Wintergirls (2009) is a realistic fiction novel by the American author Laurie Halse Anderson. The novel was published in 2009 by Viking. The story focuses on a girl, Lia Overbrook, who suffers from anorexia and self harm. Lia struggles to cope with her mental illness while balancing everything else going on in her life. Some months after a fall out with her best friend Cassie, Lia receives the news that she has died from bulimia. This complicates Lia's life even more and forces her to confront her own illness.

Plot 
Lia Overbrook, an 18-year-old girl, just found out that her ex-best friend Cassie has died. Cassie had called Lia 33 times the night of her death. However, Lia never answered the phone. Cassie was found in a hotel room, killed by her illness, bulimia. Lia, who has a history of anorexia, falls into a downward spiral of self-harm and calorie counting. To hide her illness from her family, Lia's obsessive and destructive behavior worsens and recovery seems impossible.

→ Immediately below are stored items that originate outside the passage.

PR #1138, opened 2024-10-24
[NHUB-565] Upgrade Products resource and endpoints to async

eos87:
### Purpose
Migrate products into new async framework

### What has changed
- Added new resource model and service for products
- Implemented views using new async framework endpoints 
- Added a custom validator to parse and validate proper IDs values 
- Removed references to old resource and service as much as possible

### Pending
- Remove references to old products's model and service from search services 
- Move a couple of helper functions from `products.py` into new `utils.py` and make sure they're all async

> [!IMPORTANT]
> We have a flaky test (`test_delete_all_notifications`) that I will try to fix in a separate PR, probably early next week. 

Thanks for checking!

Resolves: [NHUB-565]

[NHUB-565]: https://sofab.atlassian.net/browse/NHUB-565?atlOrigin=eyJpIjoiNWRkNTljNzYxNjVmNDY3MDlhMDU5Y2ZhYzA5YTRkZjUiLCJwIjoiZ2l0aHViLWNvbS1KU1cifQ

### DIFF
--- a/newsroom/companies/companies_async/service.py
+++ b/newsroom/companies/companies_async/service.py
@@ -5,6 +5,7 @@ from newsroom.types import CompanyResource
 from newsroom.core.resources import NewshubAsyncResourceService
 from newsroom.signals import company_create
 from newsroom.auth.utils import is_from_request, get_current_request, get_company_from_request
+from newsroom.types.company import CompanyProduct
 
 from ..utils import get_company_section_names, get_company_product_ids, get_users_by_company
 
@@ -18,13 +19,24 @@ class CompanyService(NewshubAsyncResourceService[CompanyResource]):
         for company in docs:
             company_create.send(self, company=company.to_dict())
 
+    def _get_products(self, updates: Dict[str, Any], original: CompanyResource):
+        """
+        Loop over products and checks if any of them is instance of CompanyProduct to
+        convert them into dict
+        """
+        for product in updates.get("products", original.products) or []:
+            if isinstance(product, CompanyProduct):
+                yield product.to_dict()
+            else:
+                yield product
+
     async def on_update(self, updates: Dict[str, Any], original: CompanyResource) -> None:
         await super().on_update(updates, original)
         if "sections" in updates or "products" in updates:
             sections = updates.get("sections", original.sections) or {}
             updates["products"] = [
                 product
-                for product in updates.get("products", original.products) or []
+                for product in self._get_products(updates, original)
                 if product.get("section") and sections.get(product["section"]) is True
             ]
 
--- a/newsroom/companies/companies_async/service.py
+++ b/newsroom/companies/companies_async/service.py
@@ -1,4 +1,4 @@
-from typing import List, Dict, Any
+from typing import Iterable, List, Dict, Any
 from copy import deepcopy
 
 from newsroom.types import CompanyResource
@@ -19,7 +19,7 @@ class CompanyService(NewshubAsyncResourceService[CompanyResource]):
         for company in docs:
             company_create.send(self, company=company.to_dict())
 
-    def _get_products(self, updates: Dict[str, Any], original: CompanyResource):
+    def _get_products(self, updates: Dict[str, Any], original: CompanyResource) -> Iterable[dict[str, Any]]:
         """
         Loop over products and checks if any of them is instance of CompanyProduct to
         convert them into dict
--- a/newsroom/core/resources/service.py
+++ b/newsroom/core/resources/service.py
@@ -49,3 +49,9 @@ class NewshubAsyncResourceService(AsyncResourceService[Generic[NewshubResourceMo
         """
         cursor = await self.search({"_id": {"$in": ids}})
         return await cursor.to_list()
+
+    async def get_all_raw_as_list(self):
+        """
+        Returns the list of all the entries raw as list
+        """
+        return [entry async for entry in self.get_all_raw()]
--- a/newsroom/core/resources/service.py
+++ b/newsroom/core/resources/service.py
@@ -50,7 +50,7 @@ class NewshubAsyncResourceService(AsyncResourceService[Generic[NewshubResourceMo
         cursor = await self.search({"_id": {"$in": ids}})
         return await cursor.to_list()
 
-    async def get_all_raw_as_list(self):
+    async def get_all_raw_as_list(self) -> list[dict[str, Any]]:
         """
         Returns the list of all the entries raw as list
         """
--- a/newsroom/core/resources/validators.py
+++ b/newsroom/core/resources/validators.py
@@ -1,7 +1,8 @@
 import re
 import ipaddress
 from typing import Any, Optional
-from pydantic import AfterValidator
+from bson import ObjectId, errors
+from pydantic import AfterValidator, BeforeValidator
 from pydantic_core import PydanticCustomError
 from quart_babel import gettext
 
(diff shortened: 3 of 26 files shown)


newsroom/companies/companies_async/service.py
```diff
@@ -18,13 +19,24 @@ async def on_create(self, docs: List[CompanyResource]) -> None:
         for company in docs:
             company_create.send(self, company=company.to_dict())
 
+    def _get_products(self, updates: Dict[str, Any], original: CompanyResource):
```
devketanpro: would be good to add a return type to the function signature

newsroom/core/resources/service.py
```diff
@@ -49,3 +49,9 @@ async def find_items_by_ids(self, ids: list[str]) -> list[NewshubResourceModelTy
         """
         cursor = await self.search({"_id": {"$in": ids}})
         return await cursor.to_list()
+
+    async def get_all_raw_as_list(self):
```
devketanpro: also here missing return type

newsroom/core/resources/validators.py
```diff
@@ -1,7 +1,8 @@
 import re
 import ipaddress
 from typing import Any, Optional
-from pydantic import AfterValidator
+from bson import ObjectId, errors
```
devketanpro: would we good to import only `ObjectId` and `InvalidId` from `bson` to avoid unnecessary imports and improve readability.

thoughts ?

newsroom/products/views.py
```diff
@@ -109,64 +99,114 @@ async def edit(id):
...
+        A tuple with the list of products of the company and a boolean to indicate if an update is
+        required or not.
+    """
+    company_products = [p for p in company.products if str(p._id) != str(product_id)]
+    is_update_required = len(company_products) != len(company.products)
+
+    return cast(list[ProductRef], company_products), is_update_required
+
+
+def update_company_sections(company: CompanyResource, company_products: list[ProductRef]):
```
devketanpro: missing return types here

newsroom/products/views.py
```diff
@@ -44,61 +39,56 @@ def get_product_ref(product: Product, seats=0) -> ProductRef:
     }
 
 
-@blueprint.route("/products", methods=["GET"])
-@admin_only
+class SearchParams(BaseModel):
+    q: str | None = None
```
devketanpro, line 43: It would be good to consider updating the variable name `q` to something more descriptive, such as `query`. thoughts?

devketanpro:
Hey @eos87, looks good overall! Just a few minor improvement suggestions in the comments

newsroom/products/views.py
eos87: I think this parameter is coming as `q` from the frontend so I wouldn't change it for now to reduce the code changes to the frontend.

devketanpro (approved):

eos87:
@MarkLark86 I'll merge this in order to try to get it tested. We can address any comment that you would have in a separate PR.

newsroom/core/resources/validators.py
```diff
@@ -116,3 +118,39 @@ async def _validate_iunique_value(item: ResourceModel, value: Any) -> None:
             )
 
     return AsyncValidator(_validate_iunique_value)
+
+
+def validate_valid_objectid(field_name: str) -> BeforeValidator:
```
MarkLark86, line 123: @eos87 This should not be needed as we already have [superdesk.core.resources.fields.ObjectId](https://github.com/superdesk/superdesk-core/blob/async/superdesk/core/resources/fields.py#L144) that'll do this validation for us

newsroom/navigations/service.py
```diff
@@ -9,12 +7,12 @@ class NavigationsService(NewshubAsyncResourceService[NavigationModel]):
...
         """Remove references in products to this navigation entry once it is deleted"""
+        from newsroom.products import ProductsService
 
         await super().on_delete(doc)
 
         navigation = doc.id
-        products = get_resource_service("products").find(where={"navigations": str(navigation)})
-
-        for product in products:
+        products_cursor = await ProductsService().search({"navigations": navigation})
```
MarkLark86, line 15: @eos87 `ProductService` is being constructed once here and once for each product affected in the for loop. It would be good to construct it once, store in a local variable, and re-use that variable wherever you need to use the service

newsroom/navigations/utils.py
```diff
@@ -17,13 +17,15 @@ async def get_navigations(user: UserData | None, company: Company | None, produc
     """
     Returns list of navigations for given user and company
     """
+    from newsroom.products import get_products_by_company
```
MarkLark86, line 20: @eos87 Is this required here inside the function? As we're already importing from `newsroom.products` at the top of this function, that tells me there shouldn't be a cyclic import issue

newsroom/news_api/news/atom/views.py
```diff
@@ -64,7 +64,7 @@ def _format_update_date(date):
     # TODO-ASYNC: replace once the service is ready
     response = await get_internal("news/search")
     company = get_company_or_none_from_request(None)
-    products = get_products_by_company(company.to_dict(context={"use_objectid": True}) if company else None)
+    products = await get_products_by_company(company.to_dict(context={"use_objectid": True}) if company else None)
```
MarkLark86, line 67: I'm now wondering if we should default `use_objectid` to True, so we will always get ObjectId instances where required. I will look into that

newsroom/products/service.py
```diff
@@ -0,0 +1,57 @@
...
+        return res
+
+    async def on_deleted(self, doc: ProductResourceModel):
+        from newsroom.users import UsersService
+        from newsroom.companies.companies_async import CompanyService
+
+        lookup = {"products._id": doc.id}
+
+        for service in [UsersService(), CompanyService()]:
+            search_cursor = await service.search(lookup)
```
MarkLark86, line 54: Just curious, why use dictionary over Pydantic models?
```python
async for item in await service.search(lookup):
    updates = {"products": [p for p in item.products if p._id != doc.id]}
    await service.system_update(item.id, updates)
```

Pydantic allows us to use model fields without needing to worry if they're a string or ObjectId, as they're converted to the correct format for us.

newsroom/types/company.py
```diff
@@ -16,6 +17,9 @@ class CompanyProduct:
     section: ProductType
     seats: int = 0
 
+    def to_dict(self):
```
MarkLark86, line 20: We should look at adding this into superdesk.core.resources.dataclass somehow

newsroom/types/products.py
```diff
@@ -7,3 +14,33 @@ class ProductType(str, Enum):
...
+    product_type: ProductType = ProductType.WIRE
+    navigations: list[
+        Annotated[
+            ObjectId,
+            validators.validate_data_relation_async("navigations"),
+            validate_valid_objectid("navigations"),
+        ]
+    ] = Field(default_factory=list)
+
+    # obsolete
```
MarkLark86, line 38: @eos87 Originally product permissions where on the Product itself. This was changed so these permissions are now stored on Company and Use resources

MarkLark86 (commented):
@eos87 Looks good, just a couple small things I noticed

newsroom/core/resources/validators.py
eos87: Good one, I'll adjust it.

newsroom/navigations/utils.py
eos87: Actually, there is a cyclic import. If you see it again, the top import is `newsroom.products.products` and the one that has the cyclic import is `newsroom.products` (meaning `__init__.py`). Maybe I can double check what is producing the issue but I didn't want to waste too much time on that at the given time as there were some trickier things to deal with.

newsroom/products/service.py
eos87: I did have it like that but there was a problem, that I was not able to track, when the `p._id` was not converted into a pydantic model and was a dictionary. Once again, time was pressing, so I went with dicts as it allowed the tests to pass and the feature worked as expected. I will double check it today though.

newsroom/navigations/utils.py
MarkLark86: Yeah fair enough, all good then

newsroom/products/service.py
MarkLark86: All good, no need to spend more time on it, as it works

Lia's relationship with her step-mother, Jennifer, is also complicated. But Jennifer's nine-year-old daughter and Lia's step-sister, Emma, is one of the only things that keep her feeling happy. Lia has been struggling with eating disorders for quite some time and none of the help she received has made much of a difference. Lia finds it difficult to get close to her father and step-mother because they previously brought her to a hospital to recover.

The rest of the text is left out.